+++ THE RECORDS

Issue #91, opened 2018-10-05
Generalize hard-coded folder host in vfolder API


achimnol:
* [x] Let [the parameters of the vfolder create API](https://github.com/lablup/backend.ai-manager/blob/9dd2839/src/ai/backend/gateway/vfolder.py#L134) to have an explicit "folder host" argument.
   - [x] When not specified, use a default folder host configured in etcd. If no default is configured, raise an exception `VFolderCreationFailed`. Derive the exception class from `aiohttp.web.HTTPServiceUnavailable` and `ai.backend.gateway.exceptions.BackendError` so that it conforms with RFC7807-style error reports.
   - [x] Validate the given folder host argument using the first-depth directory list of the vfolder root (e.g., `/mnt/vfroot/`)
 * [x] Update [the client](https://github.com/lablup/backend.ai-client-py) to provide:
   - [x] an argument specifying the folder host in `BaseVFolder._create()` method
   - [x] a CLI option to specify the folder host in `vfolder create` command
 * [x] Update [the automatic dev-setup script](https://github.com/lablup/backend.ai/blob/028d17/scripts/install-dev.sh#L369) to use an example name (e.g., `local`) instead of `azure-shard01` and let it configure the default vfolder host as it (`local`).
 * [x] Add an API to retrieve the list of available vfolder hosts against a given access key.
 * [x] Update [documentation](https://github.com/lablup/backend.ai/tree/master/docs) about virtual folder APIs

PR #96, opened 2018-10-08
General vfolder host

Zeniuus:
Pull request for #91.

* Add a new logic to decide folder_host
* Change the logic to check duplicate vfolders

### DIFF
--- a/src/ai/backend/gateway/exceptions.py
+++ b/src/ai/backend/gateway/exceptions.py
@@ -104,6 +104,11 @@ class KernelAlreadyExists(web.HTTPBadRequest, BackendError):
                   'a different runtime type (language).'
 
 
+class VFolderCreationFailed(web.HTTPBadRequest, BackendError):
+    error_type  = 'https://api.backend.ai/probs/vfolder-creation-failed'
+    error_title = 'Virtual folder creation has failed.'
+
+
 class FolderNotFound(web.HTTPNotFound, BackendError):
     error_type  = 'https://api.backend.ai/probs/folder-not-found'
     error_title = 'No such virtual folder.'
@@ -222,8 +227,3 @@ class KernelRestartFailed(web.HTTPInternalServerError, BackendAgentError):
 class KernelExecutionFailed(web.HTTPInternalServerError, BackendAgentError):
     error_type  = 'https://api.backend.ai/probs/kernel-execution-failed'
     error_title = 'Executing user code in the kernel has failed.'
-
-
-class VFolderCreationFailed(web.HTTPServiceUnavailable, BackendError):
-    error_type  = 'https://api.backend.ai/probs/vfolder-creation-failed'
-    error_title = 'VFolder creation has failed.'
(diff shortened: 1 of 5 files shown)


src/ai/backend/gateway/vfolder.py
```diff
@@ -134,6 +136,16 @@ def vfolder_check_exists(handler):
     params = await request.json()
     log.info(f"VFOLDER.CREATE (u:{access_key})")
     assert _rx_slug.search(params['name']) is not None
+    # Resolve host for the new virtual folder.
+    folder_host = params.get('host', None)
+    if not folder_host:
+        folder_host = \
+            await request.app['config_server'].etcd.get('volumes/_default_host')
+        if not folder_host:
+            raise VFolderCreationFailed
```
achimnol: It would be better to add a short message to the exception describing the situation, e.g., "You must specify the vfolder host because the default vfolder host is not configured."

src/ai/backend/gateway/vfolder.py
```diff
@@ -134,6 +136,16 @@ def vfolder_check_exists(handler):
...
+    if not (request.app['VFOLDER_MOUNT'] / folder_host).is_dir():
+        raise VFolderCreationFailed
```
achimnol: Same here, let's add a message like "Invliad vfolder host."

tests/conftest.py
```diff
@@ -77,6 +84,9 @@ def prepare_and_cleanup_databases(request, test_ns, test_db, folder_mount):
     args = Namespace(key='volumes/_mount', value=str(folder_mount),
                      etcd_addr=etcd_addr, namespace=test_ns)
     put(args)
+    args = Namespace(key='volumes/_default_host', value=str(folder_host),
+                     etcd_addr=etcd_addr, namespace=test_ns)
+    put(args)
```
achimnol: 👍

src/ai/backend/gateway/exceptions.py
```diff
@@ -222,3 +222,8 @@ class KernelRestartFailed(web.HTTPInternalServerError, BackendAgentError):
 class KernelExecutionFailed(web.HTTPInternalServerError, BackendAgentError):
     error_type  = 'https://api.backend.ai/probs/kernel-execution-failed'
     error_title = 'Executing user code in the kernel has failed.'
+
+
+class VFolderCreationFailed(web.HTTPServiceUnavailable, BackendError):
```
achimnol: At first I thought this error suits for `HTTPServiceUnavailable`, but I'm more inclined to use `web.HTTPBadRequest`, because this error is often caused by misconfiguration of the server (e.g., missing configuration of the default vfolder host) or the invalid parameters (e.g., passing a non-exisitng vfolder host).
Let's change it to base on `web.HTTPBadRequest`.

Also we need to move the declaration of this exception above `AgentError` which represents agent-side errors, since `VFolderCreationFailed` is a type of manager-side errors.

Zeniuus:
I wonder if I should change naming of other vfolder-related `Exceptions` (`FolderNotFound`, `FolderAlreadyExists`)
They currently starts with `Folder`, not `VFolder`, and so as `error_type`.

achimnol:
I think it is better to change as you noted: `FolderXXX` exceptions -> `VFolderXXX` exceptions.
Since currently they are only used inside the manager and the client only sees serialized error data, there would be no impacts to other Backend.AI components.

++++++

Reproduce the records above exactly. Leave nothing out.

(SOLVED EXERCISE):
Issue #91, opened 2018-10-05
Generalize hard-coded folder host in vfolder API


achimnol:
* [x] Let [the parameters of the vfolder create API](https://github.com/lablup/backend.ai-manager/blob/9dd2839/src/ai/backend/gateway/vfolder.py#L134) to have an explicit "folder host" argument.
   - [x] When not specified, use a default folder host configured in etcd. If no default is configured, raise an exception `VFolderCreationFailed`. Derive the exception class from `aiohttp.web.HTTPServiceUnavailable` and `ai.backend.gateway.exceptions.BackendError` so that it conforms with RFC7807-style error reports.
   - [x] Validate the given folder host argument using the first-depth directory list of the vfolder root (e.g., `/mnt/vfroot/`)
 * [x] Update [the client](https://github.com/lablup/backend.ai-client-py) to provide:
   - [x] an argument specifying the folder host in `BaseVFolder._create()` method
   - [x] a CLI option to specify the folder host in `vfolder create` command
 * [x] Update [the automatic dev-setup script](https://github.com/lablup/backend.ai/blob/028d17/scripts/install-dev.sh#L369) to use an example name (e.g., `local`) instead of `azure-shard01` and let it configure the default vfolder host as it (`local`).
 * [x] Add an API to retrieve the list of available vfolder hosts against a given access key.
 * [x] Update [documentation](https://github.com/lablup/backend.ai/tree/master/docs) about virtual folder APIs

PR #96, opened 2018-10-08
General vfolder host

Zeniuus:
Pull request for #91.

* Add a new logic to decide folder_host
* Change the logic to check duplicate vfolders

### DIFF
--- a/src/ai/backend/gateway/exceptions.py
+++ b/src/ai/backend/gateway/exceptions.py
@@ -104,6 +104,11 @@ class KernelAlreadyExists(web.HTTPBadRequest, BackendError):
                   'a different runtime type (language).'
 
 
+class VFolderCreationFailed(web.HTTPBadRequest, BackendError):
+    error_type  = 'https://api.backend.ai/probs/vfolder-creation-failed'
+    error_title = 'Virtual folder creation has failed.'
+
+
 class FolderNotFound(web.HTTPNotFound, BackendError):
     error_type  = 'https://api.backend.ai/probs/folder-not-found'
     error_title = 'No such virtual folder.'
@@ -222,8 +227,3 @@ class KernelRestartFailed(web.HTTPInternalServerError, BackendAgentError):
 class KernelExecutionFailed(web.HTTPInternalServerError, BackendAgentError):
     error_type  = 'https://api.backend.ai/probs/kernel-execution-failed'
     error_title = 'Executing user code in the kernel has failed.'
-
-
-class VFolderCreationFailed(web.HTTPServiceUnavailable, BackendError):
-    error_type  = 'https://api.backend.ai/probs/vfolder-creation-failed'
-    error_title = 'VFolder creation has failed.'
(diff shortened: 1 of 5 files shown)


src/ai/backend/gateway/vfolder.py
```diff
@@ -134,6 +136,16 @@ def vfolder_check_exists(handler):
     params = await request.json()
     log.info(f"VFOLDER.CREATE (u:{access_key})")
     assert _rx_slug.search(params['name']) is not None
+    # Resolve host for the new virtual folder.
+    folder_host = params.get('host', None)
+    if not folder_host:
+        folder_host = \
+            await request.app['config_server'].etcd.get('volumes/_default_host')
+        if not folder_host:
+            raise VFolderCreationFailed
```
achimnol: It would be better to add a short message to the exception describing the situation, e.g., "You must specify the vfolder host because the default vfolder host is not configured."

src/ai/backend/gateway/vfolder.py
```diff
@@ -134,6 +136,16 @@ def vfolder_check_exists(handler):
...
+    if not (request.app['VFOLDER_MOUNT'] / folder_host).is_dir():
+        raise VFolderCreationFailed
```
achimnol: Same here, let's add a message like "Invliad vfolder host."

tests/conftest.py
```diff
@@ -77,6 +84,9 @@ def prepare_and_cleanup_databases(request, test_ns, test_db, folder_mount):
     args = Namespace(key='volumes/_mount', value=str(folder_mount),
                      etcd_addr=etcd_addr, namespace=test_ns)
     put(args)
+    args = Namespace(key='volumes/_default_host', value=str(folder_host),
+                     etcd_addr=etcd_addr, namespace=test_ns)
+    put(args)
```
achimnol: 👍

src/ai/backend/gateway/exceptions.py
```diff
@@ -222,3 +222,8 @@ class KernelRestartFailed(web.HTTPInternalServerError, BackendAgentError):
 class KernelExecutionFailed(web.HTTPInternalServerError, BackendAgentError):
     error_type  = 'https://api.backend.ai/probs/kernel-execution-failed'
     error_title = 'Executing user code in the kernel has failed.'
+
+
+class VFolderCreationFailed(web.HTTPServiceUnavailable, BackendError):
```
achimnol: At first I thought this error suits for `HTTPServiceUnavailable`, but I'm more inclined to use `web.HTTPBadRequest`, because this error is often caused by misconfiguration of the server (e.g., missing configuration of the default vfolder host) or the invalid parameters (e.g., passing a non-exisitng vfolder host).
Let's change it to base on `web.HTTPBadRequest`.

Also we need to move the declaration of this exception above `AgentError` which represents agent-side errors, since `VFolderCreationFailed` is a type of manager-side errors.

Zeniuus:
I wonder if I should change naming of other vfolder-related `Exceptions` (`FolderNotFound`, `FolderAlreadyExists`)
They currently starts with `Folder`, not `VFolder`, and so as `error_type`.

achimnol:
I think it is better to change as you noted: `FolderXXX` exceptions -> `VFolderXXX` exceptions.
Since currently they are only used inside the manager and the client only sees serialized error data, there would be no impacts to other Backend.AI components.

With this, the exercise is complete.